* RECORDS FOR PROCESSING
◆ ◆ ◆ ◆ ◆ ◆ ◆
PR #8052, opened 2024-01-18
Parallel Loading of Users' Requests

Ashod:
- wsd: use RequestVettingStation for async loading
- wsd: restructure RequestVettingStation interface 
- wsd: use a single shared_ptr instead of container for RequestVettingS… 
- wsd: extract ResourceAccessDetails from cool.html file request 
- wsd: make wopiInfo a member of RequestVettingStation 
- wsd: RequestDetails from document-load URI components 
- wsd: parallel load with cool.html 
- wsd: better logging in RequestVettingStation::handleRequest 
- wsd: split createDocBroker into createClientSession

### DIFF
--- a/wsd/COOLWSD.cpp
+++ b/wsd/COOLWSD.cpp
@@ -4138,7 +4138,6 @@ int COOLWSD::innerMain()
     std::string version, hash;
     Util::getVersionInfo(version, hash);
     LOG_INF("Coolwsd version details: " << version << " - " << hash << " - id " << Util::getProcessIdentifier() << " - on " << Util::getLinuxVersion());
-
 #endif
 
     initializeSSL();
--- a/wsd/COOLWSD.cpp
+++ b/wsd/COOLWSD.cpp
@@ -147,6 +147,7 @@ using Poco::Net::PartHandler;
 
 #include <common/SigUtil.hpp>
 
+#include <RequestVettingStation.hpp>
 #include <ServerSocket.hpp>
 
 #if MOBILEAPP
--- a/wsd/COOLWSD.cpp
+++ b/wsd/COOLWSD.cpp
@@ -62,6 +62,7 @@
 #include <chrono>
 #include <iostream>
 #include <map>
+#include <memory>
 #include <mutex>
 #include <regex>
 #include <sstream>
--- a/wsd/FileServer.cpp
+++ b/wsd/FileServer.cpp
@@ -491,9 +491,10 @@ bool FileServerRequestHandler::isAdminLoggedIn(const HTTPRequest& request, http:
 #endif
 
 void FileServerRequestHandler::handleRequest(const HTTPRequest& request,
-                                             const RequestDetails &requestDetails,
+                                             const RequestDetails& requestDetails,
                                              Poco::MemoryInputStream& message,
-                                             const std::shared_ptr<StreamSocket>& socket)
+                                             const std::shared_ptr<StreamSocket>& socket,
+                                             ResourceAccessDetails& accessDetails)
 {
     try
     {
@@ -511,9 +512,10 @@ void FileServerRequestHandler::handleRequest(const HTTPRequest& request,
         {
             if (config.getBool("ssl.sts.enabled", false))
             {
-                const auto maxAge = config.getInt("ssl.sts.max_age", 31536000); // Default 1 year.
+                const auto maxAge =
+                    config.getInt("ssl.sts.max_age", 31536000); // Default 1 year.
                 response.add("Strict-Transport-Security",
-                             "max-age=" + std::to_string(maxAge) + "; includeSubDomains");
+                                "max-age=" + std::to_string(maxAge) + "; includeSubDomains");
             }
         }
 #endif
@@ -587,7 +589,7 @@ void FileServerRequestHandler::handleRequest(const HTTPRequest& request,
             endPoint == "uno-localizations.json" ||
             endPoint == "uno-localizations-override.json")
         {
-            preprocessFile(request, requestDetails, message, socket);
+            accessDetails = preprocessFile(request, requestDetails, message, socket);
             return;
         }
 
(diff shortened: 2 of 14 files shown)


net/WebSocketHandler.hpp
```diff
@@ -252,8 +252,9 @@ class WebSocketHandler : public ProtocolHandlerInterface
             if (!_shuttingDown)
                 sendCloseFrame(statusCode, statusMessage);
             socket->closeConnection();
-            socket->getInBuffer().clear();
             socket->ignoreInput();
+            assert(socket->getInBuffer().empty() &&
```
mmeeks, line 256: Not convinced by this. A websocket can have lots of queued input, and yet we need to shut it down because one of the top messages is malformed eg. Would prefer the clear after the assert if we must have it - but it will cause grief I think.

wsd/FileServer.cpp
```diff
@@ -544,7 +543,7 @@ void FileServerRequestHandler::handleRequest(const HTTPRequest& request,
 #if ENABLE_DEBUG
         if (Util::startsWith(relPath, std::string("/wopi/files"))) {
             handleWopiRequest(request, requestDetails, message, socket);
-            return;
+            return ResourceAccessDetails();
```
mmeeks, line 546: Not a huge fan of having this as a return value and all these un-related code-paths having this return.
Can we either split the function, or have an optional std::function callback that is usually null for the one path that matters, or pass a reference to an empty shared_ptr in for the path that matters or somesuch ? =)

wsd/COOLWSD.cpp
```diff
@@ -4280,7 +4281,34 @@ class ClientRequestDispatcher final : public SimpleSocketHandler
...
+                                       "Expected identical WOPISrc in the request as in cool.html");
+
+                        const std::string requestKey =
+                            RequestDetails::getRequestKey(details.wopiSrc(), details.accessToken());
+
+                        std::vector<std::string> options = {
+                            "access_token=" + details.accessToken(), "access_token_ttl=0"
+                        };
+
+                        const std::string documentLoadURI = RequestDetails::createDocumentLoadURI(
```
◆ ◆ ◆ ◆ ◆ ◆ ◆
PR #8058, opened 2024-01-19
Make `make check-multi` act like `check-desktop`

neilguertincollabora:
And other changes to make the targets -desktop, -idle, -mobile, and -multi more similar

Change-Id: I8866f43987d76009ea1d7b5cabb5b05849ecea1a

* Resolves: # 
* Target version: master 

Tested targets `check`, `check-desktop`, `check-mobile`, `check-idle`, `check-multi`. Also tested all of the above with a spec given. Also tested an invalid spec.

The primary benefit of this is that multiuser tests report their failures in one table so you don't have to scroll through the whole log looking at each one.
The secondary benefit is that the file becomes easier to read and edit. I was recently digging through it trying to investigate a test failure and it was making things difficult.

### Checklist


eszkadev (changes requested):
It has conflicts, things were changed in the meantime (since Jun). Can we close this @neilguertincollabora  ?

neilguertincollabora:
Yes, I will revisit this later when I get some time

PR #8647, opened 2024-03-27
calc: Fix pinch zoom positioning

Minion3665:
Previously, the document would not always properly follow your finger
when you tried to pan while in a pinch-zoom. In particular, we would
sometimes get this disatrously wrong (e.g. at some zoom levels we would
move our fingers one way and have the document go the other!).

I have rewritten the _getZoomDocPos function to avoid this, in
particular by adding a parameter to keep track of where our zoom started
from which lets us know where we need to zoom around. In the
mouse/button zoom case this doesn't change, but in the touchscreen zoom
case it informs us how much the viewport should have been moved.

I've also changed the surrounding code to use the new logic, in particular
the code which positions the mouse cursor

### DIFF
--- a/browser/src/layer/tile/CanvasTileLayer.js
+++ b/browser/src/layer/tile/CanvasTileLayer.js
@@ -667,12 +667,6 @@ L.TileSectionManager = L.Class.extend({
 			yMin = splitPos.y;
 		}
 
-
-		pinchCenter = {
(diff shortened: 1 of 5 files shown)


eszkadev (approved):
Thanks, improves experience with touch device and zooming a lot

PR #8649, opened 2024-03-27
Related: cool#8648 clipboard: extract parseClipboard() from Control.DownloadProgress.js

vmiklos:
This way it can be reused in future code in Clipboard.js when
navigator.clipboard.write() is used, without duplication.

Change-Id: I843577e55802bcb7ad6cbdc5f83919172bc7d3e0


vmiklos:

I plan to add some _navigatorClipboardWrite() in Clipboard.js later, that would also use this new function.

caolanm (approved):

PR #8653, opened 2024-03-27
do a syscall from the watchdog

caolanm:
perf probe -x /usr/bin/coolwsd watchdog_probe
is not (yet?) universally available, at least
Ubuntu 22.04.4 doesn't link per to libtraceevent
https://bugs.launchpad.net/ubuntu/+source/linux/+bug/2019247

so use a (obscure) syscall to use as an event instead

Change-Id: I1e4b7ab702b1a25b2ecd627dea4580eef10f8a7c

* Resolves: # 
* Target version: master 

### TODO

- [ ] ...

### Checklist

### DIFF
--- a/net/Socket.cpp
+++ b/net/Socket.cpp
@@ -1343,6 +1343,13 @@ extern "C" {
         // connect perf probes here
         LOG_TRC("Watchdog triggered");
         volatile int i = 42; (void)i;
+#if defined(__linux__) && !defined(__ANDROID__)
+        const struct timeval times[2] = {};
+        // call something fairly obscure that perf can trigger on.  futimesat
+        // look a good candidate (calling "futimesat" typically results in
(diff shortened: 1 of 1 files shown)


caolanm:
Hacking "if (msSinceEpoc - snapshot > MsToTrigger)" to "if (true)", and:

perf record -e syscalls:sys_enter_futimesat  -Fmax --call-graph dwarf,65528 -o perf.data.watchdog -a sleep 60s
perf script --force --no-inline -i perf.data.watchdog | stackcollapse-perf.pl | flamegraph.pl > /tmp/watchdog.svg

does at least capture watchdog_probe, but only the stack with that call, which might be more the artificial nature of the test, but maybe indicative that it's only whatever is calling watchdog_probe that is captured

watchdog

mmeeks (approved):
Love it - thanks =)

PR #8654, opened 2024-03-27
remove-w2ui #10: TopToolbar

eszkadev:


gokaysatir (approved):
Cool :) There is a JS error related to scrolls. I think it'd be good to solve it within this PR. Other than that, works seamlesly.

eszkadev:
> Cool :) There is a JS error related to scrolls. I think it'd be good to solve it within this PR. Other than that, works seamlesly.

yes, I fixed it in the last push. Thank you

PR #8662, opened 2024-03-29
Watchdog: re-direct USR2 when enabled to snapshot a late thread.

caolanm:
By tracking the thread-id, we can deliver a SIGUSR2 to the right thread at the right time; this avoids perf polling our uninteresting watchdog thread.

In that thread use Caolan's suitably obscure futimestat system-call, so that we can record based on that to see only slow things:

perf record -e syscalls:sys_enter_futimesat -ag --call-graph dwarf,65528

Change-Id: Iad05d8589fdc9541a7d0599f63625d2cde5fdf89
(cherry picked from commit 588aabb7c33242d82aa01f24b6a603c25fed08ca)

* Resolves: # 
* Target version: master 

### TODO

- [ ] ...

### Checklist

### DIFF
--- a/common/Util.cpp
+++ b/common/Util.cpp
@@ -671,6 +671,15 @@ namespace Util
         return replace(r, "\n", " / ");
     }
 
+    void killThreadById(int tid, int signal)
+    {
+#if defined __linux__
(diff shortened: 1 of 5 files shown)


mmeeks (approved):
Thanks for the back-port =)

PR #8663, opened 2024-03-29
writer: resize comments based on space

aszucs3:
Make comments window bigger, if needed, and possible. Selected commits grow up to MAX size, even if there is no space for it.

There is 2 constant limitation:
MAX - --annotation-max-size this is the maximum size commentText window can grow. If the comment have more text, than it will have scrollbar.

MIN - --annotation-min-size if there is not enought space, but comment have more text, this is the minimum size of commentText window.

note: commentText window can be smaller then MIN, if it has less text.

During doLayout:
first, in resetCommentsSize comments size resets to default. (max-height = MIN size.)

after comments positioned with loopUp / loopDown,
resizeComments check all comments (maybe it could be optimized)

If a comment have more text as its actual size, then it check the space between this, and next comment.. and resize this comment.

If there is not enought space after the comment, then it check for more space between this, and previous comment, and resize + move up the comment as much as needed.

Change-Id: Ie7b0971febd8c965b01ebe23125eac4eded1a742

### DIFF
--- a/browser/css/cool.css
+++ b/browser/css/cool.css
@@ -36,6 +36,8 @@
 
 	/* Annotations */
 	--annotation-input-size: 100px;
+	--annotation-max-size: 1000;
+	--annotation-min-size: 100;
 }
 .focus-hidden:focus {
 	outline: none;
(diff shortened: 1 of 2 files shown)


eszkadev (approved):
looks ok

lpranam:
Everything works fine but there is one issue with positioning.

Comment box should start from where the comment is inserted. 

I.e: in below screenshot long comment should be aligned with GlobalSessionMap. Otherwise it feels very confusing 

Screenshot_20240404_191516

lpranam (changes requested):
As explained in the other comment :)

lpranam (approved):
◆ ◆ ◆ ◆ ◆ ◆ ◆
* PROBLEM STATEMENT
Among the entries above, find the line with "call something fairly" and the line with "(msSinceEpoc - snapshot"; give again exactly these two lines and all lines between them.

* EXPECTED ANSWER
+        // call something fairly obscure that perf can trigger on.  futimesat
+        // look a good candidate (calling "futimesat" typically results in
(diff shortened: 1 of 1 files shown)


caolanm:
Hacking "if (msSinceEpoc - snapshot > MsToTrigger)" to "if (true)", and:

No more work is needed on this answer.